I speculate: if there was a watch that could keep Thierry Stern or Francois-Henry Bennahmias from sleeping, the Vacheron Constantin Traditionnelle Tourbillon might be one of them. The combination of a top-quality tourbillion from a top-tier brand like Vacheron Constantin and a peripheral rotor that never blocks the fully transparent tourbillion, is an indication of the difficult requirements that top management must have required when they commissioned the Vacheron Constantin team to design such a timepiece. As Mr. Stern puts his head down on the pillow, he’s wondering how his neighbors at Vacheron Constantin could design such a beautiful piece and sell it at such a reasonable price. The rose gold variant lists at $118,000 USD! That’s less than half the price of Vacheron Constantin’s 14-Day Manual Wind Traditionelle Tourbillon that retails for more than $240,000! Has the price war for among top complications started?
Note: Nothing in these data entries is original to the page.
PR #1100, opened 2022-08-11
Added Prism optics for manipulating Option<A> fields

twaddell:
Composing Lenses for records with optional fields can get a bit messy.
Haskell and other FP languages have the concept of Prisms for dealing with these cases.

A Prism is very similar to a Lens but with the following signatures for its Get and Set
 Get: `Func<A, Option<B>>`
 Set: `Func<B, Func<A, A>>`

The Get maps the option to the child properties attempting to be accessed and the Set will only set values if the Prism chain is all Somes.


louthy:
Looks good, thanks @twaddell 👍

PR #1114, opened 2022-09-21
Fix [Record] HashableAttribute (runtime error)

StefanBertels:
Using `[Hashable(...)]` in `[Record]` results in runtime error.

Found this bug because I didn't use `[Hashable(...)]` but just  `[Eq(...)]` and  `[Ord(...)]` resulting in different hash codes.

---

IMHO it's error-prone (and boilerplate) to require all three attributes for simple cases like the one shown in the test case.

GetHashCode maybe should be implemented by using the first existing of
1. [Hashable]
2. [Eq]
3. [Ord]
4. HashDefault

I'm not sure whether `Ord` should (or does) fully superseed `Eq` which could result in a similar list for implementation of `Equals`. I often use [Record] types having one or more case insensitive string properties as keys for e.g. `Map` and `HashMap` or with `.GroupBy(..)`.

Edit: somehow related to https://github.com/louthy/language-ext/pull/842 (CompareTo==0 vs. Equals==true)

### DIFF
--- a/LanguageExt.Core/Class Instances/Hashable/HashableException.cs
+++ b/LanguageExt.Core/Class Instances/Hashable/HashableException.cs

The platinum version is limited to only 25 pieces worldwide. The stitching on the strap is actually thread infused with platinum! The dial is also made of the Metal of Kings.
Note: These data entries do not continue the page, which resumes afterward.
Issue #1115, opened 2022-09-23
Map<K,V>.itemOrNone Lens throws exception if key doesn't exist in map


twaddell:
The behaviour of the `itemOrNone` Lens Get for a `Lst<A>` is to return a `None` if the index requested is out of range.
I expected the behaviour of `itemOrNone` Lens Get for a `Map<K,V>` to be similar in that if the key doesn't exist a `None` would be returned. However it currently has the same behaviour as the `item` Lens, in that it throws an Exception.

I think it would be an improvement to return `None` if the key doesn't exist.

This is also appears to be the case for `HashMap` and `TrackingHashMap`

PR #1116, opened 2022-09-23
Fix for #1115 Map<K,V>.itemOrNone Lens Get to return None when key does not exist

twaddell:
Updates the behaviour of itemOrNone Lenses for `Map`, `HashMap` and `TrackingHashMap` to return None if key doesn't exist in the map.
This resolves the issue raised in [#1115](https://github.com/louthy/language-ext/issues/1115)

Also includes unit tests to verify the new behaviour and the existing behaviour of `Arr` and `Lst`  itemOrNone Lenses


louthy:
Looks good @twaddell , Thanks 👍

THE BIRTH OF THE PERIPHERAL ROTOR CONCEPT
The Vacheron Constantin design team was approached with a vision. Technical feasibility nor convenience wasn’t taken into consideration; it was determined that they would make an automatic winding tourbillion – that tourbillion had to be seen from the dial side all the way to the sapphire case back without any obstructions – not even a temporary obstruction from the winding rotor. Aesthetics were paramount. This watch would pay such reverence to the tourbillion that not even the winding rotor could cast a shadow on it.
It’s not feasible to achieve this vision with the current parts Vacheron Constantin had, so the technology was created so the vision could be a reality… Most other watches take various components of reality to build a vision; and thus they’re either manually would tourbillions or they have automatic winding rotors that block the full transparency of the tourbillion thereby harming the aesthetics. IT’S RARE TO START VISION FIRST, FEASIBILITY SECOND; when most companies traditionally piece modular parts that are already within the company and then adapt the modules to make a new timepiece.
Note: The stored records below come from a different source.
PR #1134, opened 2022-10-26
Fix error message of notFollowedBy parser

StefanBertels:
1. [BUG] Tests shows that notFollowedBy reports wrong position. Fixed.
2. notFollowedBy did output result of p. This might be something different than input string and therefore might hide the problem. As `label` is not available I think it is a better approach to output the problematic part of the input string (at least if something was consumed).
3. The new version will allow parsers that don't consume anything like `eof`. Might be rare but why not support `notFollowedBy(eof)` or parsers that are decorated with `lookahead` etc.

Notes:
I tried handling all cases of ParserResult state correctly, but I'm not sure -- especially about the last case.

### DIFF
--- a/LanguageExt.Parsec/Parsers/Prim.cs
+++ b/LanguageExt.Parsec/Parsers/Prim.cs
@@ -751,11 +751,30 @@ namespace LanguageExt.Parsec
         ///                                
         /// </example>
         public static Parser<Unit> notFollowedBy<T>(Parser<T> p) =>
-            attempt(
-                either(from c in attempt(p)
-                       from u in unexpected<Unit>(c.ToString())
-                       select u,
-                       result(unit)));
+            inp =>
+            {
+                var res = p(inp);
+                if (res.Tag == ResultTag.Consumed)
+                {
+                    var message = inp.Index == res.Reply.State.Index - 1
+                        ? $"'{inp.Value[inp.Index]}'" // single char
+                        : $"\"{inp.Value.Substring(inp.Index, res.Reply.State.Index - inp.Index)}\""; // empty string or more than 1 char
+                    return EmptyError<Unit>(ParserError.Unexpect(inp.Pos, message));
+                }
+                if (res.Reply.Tag == ReplyTag.Error)
+                {
+                    return EmptyOK(unit, inp);
+                }
+                if (res.Reply.Error == null)
+                {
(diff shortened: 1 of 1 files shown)


louthy:
The wrong position reporting is a bug.  If you look at the Haskell implementation (that this is a clone of):

```haskell
notFollowedBy p = 
    try (do c <- try p
            unexpected (show c)) 
        <|> return ())
```
You can see how the C# version is the same:
```c#
attempt(
    either(from c in attempt(p)
           from u in unexpected<Unit>(c.ToString())
           select u,
           result(unit)));
```
(`try` is `attempt` and `<|>` is `either`)

It looks to me that either there's a bug in the Haskell original (probable, because it looks like the position would be updated to past the `p`).  A better way to do this without unpacking everything would be to use a bespoke `unexpected` function:

```c#
public static Parser<T> unexpected<T>(Pos pos, string msg) =>
    _ => EmptyError<T>(ParserError.Unexpect(pos, msg));
```
Combined with `getPos`:

```c#
attempt(
    either(from l in getPos
           from c in attempt(p)
           from u in unexpected<Unit>(l, c.ToString())
           select u,
           result(unit)));
```

Not sure I agree on point 2 and 3.  `notFollowedBy(eof)` doesn't really make sense.  Because, mostly we want to assert the end of the stream, not assert that we're _not_ at the end of the stream, i.e. "we expect to be finished and there shouldn't be anything left", not "have we got to the end of the file yet?".  So, for any Parser `p`, we should do:

```c#
var p1 = from r in p
         from _ in eof
         select r;
```

Let's say we were parsing lines in a CSV file:
```c#
var lines = from ls in many1(line)
            from _  in eos
            select ls;
```
In terms of what to show: stream tokens or parsed value.  The parsed value should be shown.  It may make sense for some circumstances to show the steam tokens, but the raw tokens aren't always `char` (`Parser<I, O>` and `Parser<A>` should work the same).  

I think I'd prefer to keep the combinator as it is.  And presumably by now you've written your own `notFollowedBy` that works how you want it?!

The solution was a new from the ground up movement paired with the discreet peripheral rotor. It gives the movement a beautiful look, and nothing covers up (nor adds height, the movement is 5.65mm thin) to the movement. It also makes the movement larger in diameter (31mm diameter or 13.5 lines), allowing for a bold new case design with generous (but still classic and elegant) proportions. The 2160 caliber is now the new benchmark for automatic tourbillon timepieces.
Notice how transparent the tourbillon is. Also notice the bridge bar is slightly curved, making it much more difficult to polish than a flat bar by several hours. The tourbillon cage is another polishing nightmare, so many different flat plane surfaces, many hard to reach, need to be polished by hand. Whoever suggested the Maltese Cross as a tourbillon cage definitely didn't make any friends in the finishing department. And considering much of this watch is finished by the single watchmaker who makes this watch, no friends were likely made in the high-complication assembly room either.
THE TOURBILLON; THE CONCEPT, THE CAGE, ET AL
The tourbillon complication has been diluted over the years; admittedly I had horo-fatigue among tourbillions over the past decade. Jaeger-LeCoultre’s Master Tourbillon was what started ruining it for me; it was a tad big, more than a tad thick, the movement finishing was so industrial, and that automatic winding rotor and the date blocked the elegance of the tourbillon itself. Then Chanel ruined it further by making a J12 tourbillon (manufacturing was contracted out to another company of course, but nevertheless a Chanel Tourbillon exists) and that just didn’t sit right with me. Tourbillons were losing their place in the world of horology; tourbillons were no longer special.
At that point, it’d take the most beautiful Haldimann tourbillon to turn me on; and it wasn’t fully transparent (you can’t see it from dial to case back).
I got excited when I saw the A. Lange & Soehne 1815 Tourbillon. Was this my new blue pill? After further examination, I found the bridge on the dial was too big and out of proportion, the transparency of the tourbillon was very good but the tourbillon had too fast of a beat (21,600 vph) and looked busy and violent, the 39.5mm diameter was too small and the 11.1mm case was too thick. I actually preferred the normal 40mm 1815 and the fantasy-like regulator dialed Richard Lange Tourbillon Pour Le Merite. The hunt resumed…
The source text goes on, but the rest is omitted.